Rates
The sub-capitation per-member, per month (PMPM) rate covers the average monthly per-member costs for a defined set of primary care services, and it is developed based on a historical period of fee-for-service (FFS) claims for these services. Any services that are not part of the primary care sub-capitation set of services are paid FFS. Please refer to the section Rate Methodology for more details.

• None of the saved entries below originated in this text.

PR #2432, opened 2026-09-16
Require waitForStage parameter for Nexus Workflow Updates

atol:
## What was changed
Expose and require the `waitForStage` parameter to be explicitly set to `ACCEPTED` for Nexus Workflow Updates, instead of being hardcoded internally.

## Why?
`waitForStage` is expected to be a required parameter because `ACCEPTED` is a non-obvious default that users should be aware of. This also aligns with the behaviour in the Go, Java, and .NET SDKs.

## How was this tested
Unit tests.


packages/nexus/src/index.ts
```diff
@@ -4,6 +4,8 @@
  * @module
  */
 
+export { WorkflowUpdateStage } from '@temporalio/client';
```
bergundy: Don't re-export please from top level modules. I have made that mistake when I started this SDK and regret it. It confused auto-completion and the reference documentation gets messed up.

packages/nexus/src/workflow-helpers.ts
```diff
@@ -736,9 +747,18 @@ async function updateWorkflowOperation<Ret, Args extends any[]>(
     );
   }
 
+  // Guards the untyped caller: `waitForStage` is typed to only accept ACCEPTED, but a JavaScript
+  // caller (or an `as any` cast) can still reach here with another stage.
+  if (options?.waitForStage !== WorkflowUpdateStage.ACCEPTED) {
+    throw new nexus.HandlerError(
```
bergundy: This shouldn't be a HandlerError, those are for handlers to throw. Instead throw `TypeError`.

packages/nexus/src/index.ts
atol: Removed the export.

packages/nexus/src/workflow-helpers.ts
```diff
@@ -736,9 +747,18 @@ async function updateWorkflowOperation<Ret, Args extends any[]>(
...
 
+  // Guards the untyped caller: `waitForStage` is typed to only accept ACCEPTED, but a JavaScript
+  // caller (or an `as any` cast) can still reach here with another stage.
+  if (options?.waitForStage !== WorkflowUpdateStage.ACCEPTED) {
+    throw new TypeError(
+      `Only waitForStage '${WorkflowUpdateStage.ACCEPTED}' is supported, ` +
+        `got ${JSON.stringify(options?.waitForStage)}`
+    );
+  }
+
```
Sushisource, line 758: I'm not sure why we would do this... and this section demonstrates why. It's now possible to just break things if you go around the type system, in exchange for... what value? We can document ACCEPTED is used in the docstring.

bergundy: Traditionally we have relied on the type system. But I think there are exceptions. Not blocking AFAIC, deferring to current SDK maintainers.

bergundy (approved):
Approved but unsure whether @Sushisource's comment is blocking.

PR #534, opened 2020-11-03
Replaced usage of deprecated bundler option

jebw:
### JIRA ticket number

https://trello.com/c/O9T3Qco5

### Context

We are using the `--without` bundler option but this has now been deprecated

1. Switch to using the env var replacement
2. Removed the unused sassc compillation option


peteryates (approved):
Makes sense.

PR #536, opened 2020-11-04
Blur semitransparent backgrounds

peteryates:
### JIRA ticket number

N/A - discussed in the design session

### Context

Some text over busy background images is tricky to read

Blur the background slightly to prevent 'hard edges' from the image showing through. This is applied via a `rotated-block` utility function and can be adjusted in one place and overridden where necessary.

Also remove some duplication from the colours file.

### Guidance to review

Does it look good?

| Before | After |
| ------ | ------- |
| Screenshot from 2020-11-04 09-48-01 | Screenshot from 2020-11-04 09-48-17 |


ethax-ross (approved):
I missed the discussion but assume this was approved design/content-wise. Have you tested how this behaves in older browsers given support for `backdrop-filter` is flakey?

peteryates:
In older browsers it looks exactly as it does now, this just enhances for those that support it.

PR #537, opened 2020-11-04
Revert "Revert "Added a save button to the Cookie Preferences page""

jebw:
Reverts DFE-Digital/get-into-teaching-app#535

And adds a fix for :back not re-running js in cdn environments

In non-cdn environments, `history.back()` will result in the earlier page being
reloaded.

In our production environment, `history.back()` restores the earlier page but
does not reload the content, or re-run the JS which means the cookie acceptance
overlay continues to be shown, even though the user has accepted cookies by this
point.


ethax-ross (approved):
Looks good, and TIL!

PR #542, opened 2020-11-06
No results update

ethax-ross:
### Trello card

### Context

Currently, if there are no results we display a single 'no results' message to the user. We want to change this behaviour such that;

- If a user searches across all types and there are no results for _some_ of the types, we still want to display the type sections but have a 'no results' message in each section that has no events.
- If a user searches across all types and there are no results in _any_ of the types, the existing behaviour remains (single 'no results' message).
- If the user searches by a specific type, the existing behaviour remains (single 'no results' message).
- If there are no results on the landing page for a specific type, we want to hide the section completely (retaining the existing behaviour).

We also want to remove the Application Workshop events from the application, as there are none in the CRM at the moment and aren't likely to be any in the near future.

- Refactor Event::Search to class methods
- Display no results message per category
- Remove Application Workshop events from the app

### Guidance to review

Screenshot 2020-11-06 at 10 40 21

### DIFF
--- a/app/components/events/search_component.html.erb
+++ b/app/components/events/search_component.html.erb
@@ -11,13 +11,13 @@
       <% if include_type %>
         <%= tag.div(class: input_field_classes(:type)) do %>
             <%= f.label :type, "Event type", class: "search-for-events__content__input__label" %>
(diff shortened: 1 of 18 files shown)


ethax-ross:
Closing as I've split this out into 3 individual PRs.

PR #543, opened 2020-11-06
Redirect to first step on resend_verification bad request

ethax-ross:
If a candidate's session expires (so they sit on the authenticate step overnight, for instance) then they hit the link to resend their verification code the app attempts to make an invalid request to the API (email, first and last name are nil). This currently results in a 500 error for the user. Instead, we rescue this condition and redirect to the first step so that they can re-authenticate.

Fixes https://sentry.io/organizations/dfe-bat/issues/2010050592/?project=5276960&referrer=slack


peteryates (approved):
Again, looks good :+1:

As part of the overall PMPM rate, practices receive a “clinical tier enhanced payment” each month that accounts for and incentivizes investments in enhanced primary care capabilities. Practices fall into one of three clinical tiers based on a set of criteria. Enhanced payments increase by clinical tier to reflect more advanced capacity to provide integrated, team-based care. For more details, please refer to the section Care Delivery Transformation.
Claims Processing
Under Primary Care Sub-Capitation, practices must submit claims for all services provided. For services that are not covered by the sub-capitation PMPM rate, providers are paid FFS. For services that are covered by sub-capitation, claims are “zero-paid” because these services are reimbursed through the sub-capitation PMPM rate. To determine if a claim is included in the primary care sub-capitation PMPM, and therefore, should be zero-paid; MassHealth considers the following:
- Does the patient meet the Member Attribution criteria?
- Is the CPT code included in the current code set?
- Were the services rendered by a provider with a qualifying provider type and specialty?
For example, a claim submitted by a group practice organization with CPT code 99213 for a patient visiting their pediatrician would be zero-paid as this service is included in the sub-capitation PMPM. If the member attribution, CPT code, provider type, or provider specialty on the claim indicate that the services provided were not covered under the sub-capitation PMPM, the claim would be paid FFS.
Flow of Funds
MassHealth pays its Accountable Care Organizations (ACOs) a monthly capitation for each member enrolled. A portion of this is allocated to the Primary Care Sub-Capitation Program (this is why it’s called a “sub-capitation” – it’s a capitation that falls within the broader capitation payment to the ACO).
MassHealth develops primary care sub-capitation rates at the tax identification number (TIN) level. A TIN could correspond to a single practitioner, single practice’s office site, several sites, or in some cases, a large multispecialty group of providers. ACOs are contractually obligated to make sub-capitation payments to each participating TIN for all members attributed to that TIN each month (Accountable Care Partnership Plan Contract Section 2.23.A.1.h, Primary Care Accountable Care Organization Contract Section 2.14.A.1.h). If there are multiple unique practices that share one TIN, the ACO or TIN may determine how the base rate is allocated to each practice, as long as each practice’s clinical tier is reflected in their payment. TINs will receive the PMPM payment each month; however, ACOs must adjust payments regularly to accurately reflect changes to MassHealth enrollment or to the practice’s patient panel. MassHealth monitors and enforces payment requirements on a regular basis.